In terms of what you run, it's important that kubernetes object names have to be unique within a namespace. So if you want to run two instances of the same app, then you either install them in different namespaces or distinguish the resource names - helm charts for example default to adding prefixes to ensure uniqueness.
Also role-based access control permissions can be set as namespace-specific and resource usage quotas can be applied to namespaces. So if you had adev namespace on the same cluster as UAT then you could ensure that permissions are more restricted on UAT and that it has more resource availability guaranteed for it.
For more on these points see https://dzone.com/articles/kubernetes-namespaces-explained and https://kubernetes.io/blog/2016/08/kubernetes-namespaces-use-cases-insights/
My understanding is since pod is defined as a group of containers which provides shared resources such as storage and network among those containers, can it be thought of as a namespace in a worker node that is to say, different pods are representing different namespaces in a worker node machine?
Or otherwise is pod actually a process which is first started (or run or executed) by the deployment and then it starts the containers inside it?
Can i see it through ps command? (I did try it, there are only docker containers running so I am ruling out pod being a process)
If we start from the basics
What is a namespace (in a generic manner)?
A namespace is a declarative region that provides a scope to the identifiers (the names of types, functions, variables, etc) inside it.
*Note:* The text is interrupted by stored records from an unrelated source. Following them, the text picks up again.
PR #4032, opened 2023-05-23
CANDLEPIN-505: Migrate sonar to GH Actions

bakajstep:
- Migrate sonar to GH actions

### DIFF
--- a/.github/workflows/pr_verification.yml
+++ b/.github/workflows/pr_verification.yml
@@ -87,7 +87,15 @@ jobs:
       - name: Run unit tests
         uses: gradle/gradle-build-action@v2
         with:
-          arguments: test
+          arguments: test coverage
+
+      - name: Archive reports
+        uses: actions/upload-artifact@v3
+        with:
+          name: jacocoReports
+          path: |
+            **/build/test-results/**/*.xml
+            **/build/jacoco/test.exec
 
   validate_translations:
     runs-on: ubuntu-latest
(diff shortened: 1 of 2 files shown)


.github/workflows/pr_verification.yml
```diff
@@ -82,7 +82,15 @@ jobs:
...
-          arguments: test
+          arguments: test coverage
+
+      - name: Archive reports
+        uses: actions/upload-artifact@v3
+        with:
+          name: jacocoReports
+          path: |
+            **/build/test-results/**/*.xml
+            **/build/jacoco/test.exec
```
nikosmoum, line 93: I don't think we should be filtering anything here. The filtering should only happen on sonarcloud

nikosmoum: nevermind, this isn't exclusions.

nikosmoum (approved):

nikosmoum:
This is good to merge, however, I want to post my PR on getting the long-lived branch sonar analysis GH Action up and get that merged first, in order to not leave the sync issue hanging that can cause other PRs to fail for no reason of their own.

nikosmoum:
The related PR I mentioned earlier: https://github.com/candlepin/candlepin/pull/4038

nikosmoum (commented):
While working on my PR for the branch analysis, I checked how the Cache step you used works, and it doesn't seem to work. I can see `Cache not found for input keys: Linux-sonar, Linux-sonar` when `Cache SonarCloud packages` runs, and then `Warning: Path Validation Error: Path(s) specified in the action for caching do(es) not exist, hence no cache is being saved.` in the `Post Cache SonarCloud packages`

nikosmoum:
PR looks ready to merge, but first I would like to fix the 'long-lived branch analysis' workflow that has been failing. If we don't fix it first, then the main branch will have outdated sonar analysis which will cause headaches for all other PRs

nikosmoum:
One last (hopefully) PR needs to be reviewed & merged before this can also get merged: https://github.com/candlepin/candlepin/pull/4053

PR #4034, opened 2023-05-24
[M] CANDLEPIN-589: Added support for forced-update owner refresh

Ceiu:
- Added support for performing forced-update refresh operations, which will cause refreshed entities to be updated even in cases where an explicit change in data is not detected
- Added the "force" query parameter to the refresh pools API endpoint (PUT /owners/{owner_key}/subscriptions), which will put the refresh operation into forced-update mode
- Removed the trace-level logging of upstream subscriptions and product data from the refresh operation

### DIFF
--- a/src/main/java/org/candlepin/controller/CandlepinPoolManager.java
+++ b/src/main/java/org/candlepin/controller/CandlepinPoolManager.java
@@ -81,7 +81,6 @@ import org.candlepin.util.Traceable;
 import org.candlepin.util.TraceableParam;
 import org.candlepin.util.Util;
 
-import com.fasterxml.jackson.databind.ObjectMapper;
 import com.google.common.collect.Iterables;
 import com.google.inject.persist.Transactional;
 
@@ -111,7 +110,6 @@ import java.util.stream.Collectors;
 
 import javax.inject.Inject;
 import javax.inject.Provider;
-import javax.ws.rs.core.MediaType;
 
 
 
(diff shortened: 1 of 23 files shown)


src/main/java/org/candlepin/policy/js/pool/PoolRules.java
```diff
@@ -285,10 +284,11 @@ private String getVirtQuantity(String virtLimit, long primaryPoolQuantity) {
      * @param floatingPools pools with no subscription ID
```
wottop, line 284: Also needs force parameter

src/main/java/org/candlepin/policy/js/pool/PoolRules.java
```diff
@@ -623,27 +625,30 @@ private boolean checkForChangedProducts(Product incomingProduct, Pool existingPo
...
+        return false;
     }
 
-    private boolean checkForDateChange(Date start, Date end, Pool existingPool) {
+    private boolean checkForDateChange(Date start, Date end, Pool existingPool, boolean force) {
         boolean datesChanged = (!start.equals(existingPool.getStartDate())) ||
             (!end.equals(existingPool.getEndDate()));
 
-        if (datesChanged) {
+        if (datesChanged || force) {
```
wottop, line 640: Maybe we should check force and short circuit so we can skip the datesChanged calculation.

src/main/java/org/candlepin/policy/js/pool/PoolRules.java
```diff
@@ -655,11 +660,13 @@ private boolean checkForQuantityChange(Pool pool, Pool existingPool, Long origin
 
         boolean quantityChanged = !(expectedQuantity == existingPool.getQuantity());
 
-        if (quantityChanged) {
+        if (quantityChanged || force) {
```
wottop, line 663: short circuit here too?

wottop (changes requested):

src/main/java/org/candlepin/controller/CandlepinPoolManager.java
```diff
@@ -729,7 +698,9 @@ private Map<String, List<Entitlement>> groupByPoolId(Collection<Entitlement> ent
      * @return
      */
     @Transactional
-    void updateFloatingPools(List<Pool> floatingPools, boolean lazy, Map<String, Product> changedProducts) {
+    void updateFloatingPools(List<Pool> floatingPools, Map<String, Product> changedProducts, boolean lazy,
+        boolean force) {
```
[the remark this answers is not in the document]
Ceiu: Fixed

src/main/java/org/candlepin/policy/js/pool/PoolRules.java
Ceiu: Fixed

src/main/java/org/candlepin/policy/js/pool/PoolRules.java
Ceiu: Fixed

wottop (approved):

Namespaces are used to organize code into logical groups and to prevent name collisions that can occur especially when your code base includes multiple libraries.
What is a Pod (in K8s)?
A pod is a group of one or more containers (such as Docker containers), with shared storage/network, and a specification for how to run the containers. A pod’s contents are always co-located and co-scheduled, and run in a shared context. A pod models an application-specific “logical host” - it contains one or more application containers which are relatively tightly coupled — in a pre-container world, being executed on the same physical or virtual machine would mean being executed on the same logical host.
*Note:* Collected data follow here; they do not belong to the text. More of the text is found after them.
PR #2017, opened 2022-07-28
[SG-471] Passwordless device login screen

andrebispo5:
## Type of change
- [ ] Bug fix
- [X] New feature development
- [ ] Other

## Objective
- Screen which the user will land after clicking remote notification for device login request
- Screen will populate with information coming from the notification
- Will need server endpoint to accept/reject the login request
- Navigation to vault after accept/reject action
- Show information toast after server response from action

## Code changes

This PR is being merged into its feature branch in order to have smaller pull requests until we have the full feature to go to master.

* **src/App/Pages/Accounts/LoginPasswordlessViewModel.cs:** `AcceptRequestAsync()` and `RejectRequestAsync()` methods have mock service calls, this may change in the future based on service requirements.
* **src/Core/Services/AuthService.cs:** passwordless methods will be implemented in the future in another PR, for now they are has just mocks.

## Screenshots

image
image
image
image

## Before you submit


src/App/Pages/Accounts/LoginPasswordlessViewModel.cs
```diff
@@ -0,0 +1,191 @@
...
+            {
+                var res = await _authService.LogInPasswordlessAcceptAsync();
+                await Page.Navigation.PopModalAsync();
+                _platformUtilsService.ShowToast("info", null, AppResources.LogInAccepted);
+            }
+            catch (Exception ex)
+            {
+                _logger.Exception(ex);
+            }
+        }
```
fedemkr, line 175: You already have the try...catch in the `AsyncCommand` so it's not needed here, same on `RejectRequestAsync`

src/App/Pages/Accounts/LoginPasswordlessViewModel.cs
```diff
@@ -0,0 +1,191 @@
...
+            _logger = ServiceContainer.Resolve<ILogger>("logger");
+
+            PageTitle = AppResources.LogInRequested;
+
+            AcceptRequestCommand = new AsyncCommand(AcceptRequestAsync,
+                onException: ex => _logger.Exception(ex),
+                allowsMultipleExecutions: false);
+            RejectRequestCommand = new AsyncCommand(RejectRequestAsync,
+                onException: ex => _logger.Exception(ex),
+                allowsMultipleExecutions: false);
```
fedemkr, line 42: for the `onException`, besides logging you should also inform the user that an unexpected error has occurred. Otherwise the user won't have any feedback on the UI.

src/App/Pages/Accounts/LoginPasswordlessViewModel.cs
```diff
@@ -0,0 +1,191 @@
...
+            {
+                _logger.Exception(ex);
+            }
+        }
+
+        private async Task RejectRequestAsync()
+        {
+            try
+            {
+                var res = await _authService.LogInPasswordlessRejectAsync();
```
fedemkr, line 181: I believe this will have an API call, so you should display a loading here. Same in `AcceptRequestAsync`

src/App/Pages/Accounts/LoginPasswordlessViewModel.cs
```diff
@@ -0,0 +1,191 @@
...
+        {
+            get => _fingerprintPhraseFormatted;
+            set => SetProperty(ref _fingerprintPhraseFormatted, value);
+        }
+
+        public string LogInAttempByLabel
+        {
+            get => _logInAttempByLabel;
+            set => SetProperty(ref _logInAttempByLabel, value);
+        }
```
fedemkr, line 81: Instead of having a full property here and assign it on the `Email`, this should be a `get` only property which returns the formatted string.

src/App/Pages/Accounts/LoginPasswordlessViewModel.cs
```diff
@@ -0,0 +1,191 @@
...
+
+        public string TimeOfRequestText
+        {
+            get => _timeOfRequest;
+            set
+            {
+                SetProperty(ref _timeOfRequest, value);
+            }
+        }
```
fedemkr, line 118: Idem `LogInAttempByLabel`

src/App/Pages/Accounts/LoginPasswordlessViewModel.cs
```diff
@@ -0,0 +1,191 @@
...
+
+        public DateTime RequestDate
+        {
+            get => _requestDate;
+            set
+            {
+                TimeOfRequestText = CreateRequestDate();
+                SetProperty(ref _requestDate, value);
+            }
+        }
```
fedemkr, line 109: These and Origin, Email and Fingerprint phase should be in a class/struct so that it can be directly assigned from the Page and therefore we avoid having these many full properties here and it's easier to maintain

src/App/Pages/Accounts/LoginPasswordlessViewModel.cs
```diff
@@ -0,0 +1,191 @@
...
+
+                fs.Spans.Add(new Span
+                {
+                    Text = "-",
+                    TextColor = ThemeManager.GetResourceColor("DangerColor")
+                });
+            }
+
+            return fs;
+        }
```
fedemkr, line 146: could `fingerprintPhrase` be `null`?
This method should have a try...catch, if an exception is raised then it'll crash the app
Also I'd extract `'-'` to a const in some place so it's not hardcoded and we can reuse it. Also if at some moment the separator is changed or can be changed by the user it'd be easier to maintain or modify.

You can also write this simpler with Linq Aggregate:
```c#
private FormattedString CreateFingerprintPhrase(string fingerprintPhrase)
{
    try
    {
        return fingerprintPhrase?.Split(new [] { SomeConsts.FingerprintPhraseSeparator }, StringSplitOptions.RemoveEmptyEntries).Aggregate(new FormattedString(), (fs, fingerprint) => 
        {
            if(fs.Spans.Any())
            {
                fs.Spans.Add(new Span
                {
                    Text = SomeConsts.FingerprintPhraseSeparator,
                    TextColor = ThemeManager.GetResourceColor("DangerColor")
                });
            }

            fs.Spans.Add(new Span
            {
                Text = fingerprint
            });
        });
    }
    catch (Exception ex)
    {
        _logger.Exception(ex);
        return null;
    }
}
```

src/App/Pages/Accounts/LoginPasswordlessViewModel.cs
```diff
@@ -0,0 +1,191 @@
...
+        private string CreateRequestDate()
+        {
+            var minutesSinceRequest = RequestDate.ToUniversalTime().Minute - DateTime.UtcNow.Minute;
+            if (minutesSinceRequest < 5)
+            {
+                return AppResources.JustNow;
+            }
+            if (minutesSinceRequest < 59)
+            {
+                return $"{minutesSinceRequest} {AppResources.MinutesAgo}";
```
fedemkr, line 157: Not all languages have the format "x minutes ago", so this should be a string format:
`string.Format(AppResources.XMinutesAgo, minutesSinceRequest)`
and in the AppResources `XMinutesAgo` would be: `{0} minutes ago`

src/App/Resources/AppResources.resx
```diff
@@ -2275,4 +2275,46 @@
...
   </data>
+  <data name="LogInRequested" xml:space="preserve">
+    <value>Log in requested</value>
+  </data>
+  <data name="AreYouTryingToLogIn" xml:space="preserve">
+    <value>Are you trying to log in?</value>
+  </data>
+  <data name="LogInAttemptByOn" xml:space="preserve">
+    <value>Log in attempt by {0} on {1}</value>
+  </data>
```
fedemkr, line 2286: In order be easier to guess, I try to use XYZ letters to indicate that it needs parameters, so I'd change it to:
`LogInAttemptByXOnY`

src/Core/Abstractions/IAuthService.cs
```diff
@@ -25,6 +25,11 @@ public interface IAuthService
         Task<AuthResult> LogInSsoAsync(string code, string codeVerifier, string redirectUrl, string orgId);
         Task<AuthResult> LogInCompleteAsync(string email, string masterPassword, TwoFactorProviderType twoFactorProvider, string twoFactorToken, bool? remember = null);
         Task<AuthResult> LogInTwoFactorAsync(TwoFactorProviderType twoFactorProvider, string twoFactorToken, string captchaToken, bool? remember = null);
+
+        Task<AuthResult> GetLogInPasswordlessRequestsAsync();
+        Task<AuthResult> LogInPasswordlessAcceptAsync();
+        Task<AuthResult> LogInPasswordlessRejectAsync();
```
fedemkr, line 31: I think it'd be better to have the verb as the prefix to be easier to read so:
`LogInPasswordlessAcceptAsync` => `AceptLogInPasswordlessAsync`
`LogInPasswordlessRejectAsync ` => `RejectLogInPasswordlessAsync`

src/App/Resources/AppResources.resx
```diff
@@ -2275,4 +2275,46 @@
...
+  <data name="DenyLogIn" xml:space="preserve">
+    <value>Deny Log In</value>
+  </data>
+  <data name="JustNow" xml:space="preserve">
+    <value>Just Now</value>
+  </data>
+  <data name="MinutesAgo" xml:space="preserve">
+    <value>minutes ago</value>
+  </data>
```
fedemkr, line 2313: Change this as to the format way, as explained in `LoginPasswordlessViewModel`

fedemkr (changes requested):
Great work, I've left some improvements you can make. Lmk what you think

src/App/Pages/Accounts/LoginPasswordlessPage.xaml
```diff
@@ -0,0 +1,86 @@
...
+        </ResourceDictionary>
+    </ContentPage.Resources>
+
+    <ScrollView Padding="7, 0, 7, 20">
+        <StackLayout>
+            <Label
+                Text="{u:I18n AreYouTryingToLogIn}"
+                FontSize="Title"
+                FontAttributes="Bold"
+                Margin="0,14,0,21"/>
```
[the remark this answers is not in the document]
andrebispo5: yes, for labels the default behaviour of screen readers is to ready the text itself. We have to be careful with controls that have state or are not implicit like toggle switches for example.

src/App/Pages/Accounts/LoginPasswordlessViewModel.cs
andrebispo5: you are right!

src/App/Pages/Accounts/LoginPasswordlessViewModel.cs
andrebispo5: it was supposed to always come and have that structure but it's prettier with the linq aggregate 👍

src/Core/Abstractions/IAuthService.cs
andrebispo5: This will probably be merged into one method with different arguments, it will certainly change in the future. But to be coherent with the other methods in the service i'll leave it like this.

src/App/Pages/Accounts/LoginPasswordlessPage.xaml.cs
```diff
@@ -0,0 +1,42 @@
...
+            _vm.LoginRequest = new LoginPasswordlessDetails()
+            {
+                Origin = origin,
+                Email = email,
+                DeviceType = deviceType,
+                IpAddress = ipAddress,
+                NearLocation = location,
+                FingerprintPhrase = fingerprintPhrase,
+                RequestDate = requestDate,
+            };
```
fedemkr, line 26: What I meant on the previous request was to change the constructor so it's more direct and easier to maintain if one parameter is added/modified/removed, i.e.:
```c#
public LoginPasswordlessPage(LoginPasswordlessDetails loginRequest)
{
    InitializeComponent();
    _vm = BindingContext as LoginPasswordlessViewModel;
    _vm.Page = this;
    _vm.LoginRequest = loginRequest;
```
In this manner, if anything changes, you only have to change the `LoginPasswordlessDetails` and update the bindings and that's it. In the current way you'd have to change the constructor, the assignment here and the bindings and any place that is calling the constructor

src/App/Pages/Accounts/LoginPasswordlessViewModel.cs
```diff
@@ -0,0 +1,157 @@
...
+
+        private void HandleServerErrorException(Exception ex)
+        {
+            Xamarin.Essentials.MainThread.BeginInvokeOnMainThread(async () =>
+            {
+                await _deviceActionService.HideLoadingAsync();
+                await _platformUtilsService.ShowDialogAsync(AppResources.GenericErrorMessage);
+            });
+            _logger.Exception(ex);
+        }
```
fedemkr, line 136: I'd change the name, the exception could not be necessary from server, maybe the `ShowLoading` throws and that wouldn't be server error. And Server errors are handled by the `ApiException` if you wanted some custom behavior there.
Aside from that if an exception happens inside the invoke on main thread it will crash the application because of the context. If you need to do that, either add a try...catch internally or use the awaitable version of that which bubbles up the exception, i.e. `MainThread. InvokeOnMainThreadAsync(Func<Task>)`
Btw, is the invoke on main thread really needed here?

src/App/Resources/AppResources.resx
```diff
@@ -2275,4 +2275,46 @@
...
+  <data name="DenyLogIn" xml:space="preserve">
+    <value>Deny Log In</value>
+  </data>
+  <data name="JustNow" xml:space="preserve">
+    <value>Just Now</value>
+  </data>
+  <data name="MinutesAgo" xml:space="preserve">
+    <value>{0} minutes ago</value>
+  </data>
```
fedemkr, line 2313: To keep the format and better guess that it takes a parameter, please add X as a prefix in the name, i.e. `<data name="XMinutesAgo" xml:space="preserve">`

src/Core/Constants.cs
```diff
@@ -29,6 +29,7 @@ public static class Constants
         public static string EventCollectionKey = "eventCollection";
         public static string RememberedEmailKey = "rememberedEmail";
         public static string RememberedOrgIdentifierKey = "rememberedOrgIdentifier";
+        public static string FingerprintPhraseSeparator = "-";
```
fedemkr, line 32: I'd change that to a `const` instead of being `static`

fedemkr (changes requested):

src/App/Pages/Accounts/LoginPasswordlessPage.xaml.cs
andrebispo5: oh ye it makes total sense.

src/App/Pages/Accounts/LoginPasswordlessViewModel.cs
andrebispo5: Had to add the invoke on main thread because if you try to call the hide loading it will throw.

src/App/Pages/Accounts/LoginPasswordlessViewModel.cs
```diff
@@ -0,0 +1,157 @@
...
+            _platformUtilsService.ShowToast("info", null, AppResources.LogInDenied);
+        }
+
+        private void HandleException(Exception ex)
+        {
+            Xamarin.Essentials.MainThread.InvokeOnMainThreadAsync(async () =>
+            {
+                await _deviceActionService.HideLoadingAsync();
+                await _platformUtilsService.ShowDialogAsync(AppResources.GenericErrorMessage);
+            });
```
fedemkr, line 134: Even though this won't crash, we need to log the exception if something happens inside. Right now if `_platformUtilsService.ShowDialogAsync` throws the exception, it will be swollen by the `Task`.
You can try adding `FireAndForget()` at the end and check if it works as expected (it should work but maybe I'm not considering something and it changes the thread execution).

fedemkr (changes requested):

fedemkr (approved):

While Kubernetes supports more container runtimes than just Docker, Docker is the most commonly known runtime, and it helps to describe pods in Docker terms.
The shared context of a pod is a set of Linux namespaces, cgroups, and potentially other facets of isolation - the same things that isolate a Docker container. Within a pod’s context, the individual applications may have further sub-isolations applied.
Some deep dive into Pods
What is a Namespace (in k8s terms)?
Namespaces are intended for use in environments with many users spread across multiple teams, or projects.
Namespaces provide a scope for names. Names of resources need to be unique within a namespace, but not across namespaces.
Namespaces are a way to divide cluster resources between multiple users.
So I think its suffice to say:
Yes Pods have a namespace :
Pods kind of represent a namespace but on a container level (where they share the same context of networks, volumes/storage only among a set of containers)
But namespaces (in terms of K8s) are a bigger level of isolation -- on a cluster level which shared by all the containers (services, deployments, dns-names, IPs, config-maps, secrets, roles, etc).
Also you should see this link
Hope this clears a bit of fog on the issue.
Yes, you could say that a pod is a namespace that is shared by containers. When using the Docker executor, a pause container is created which establishes the network, file-system, and process namespace for subsequent containers to utilise.
This is because Docker doesn't understand pods as a first class primitive, and you won't see the pause container with an other run-time.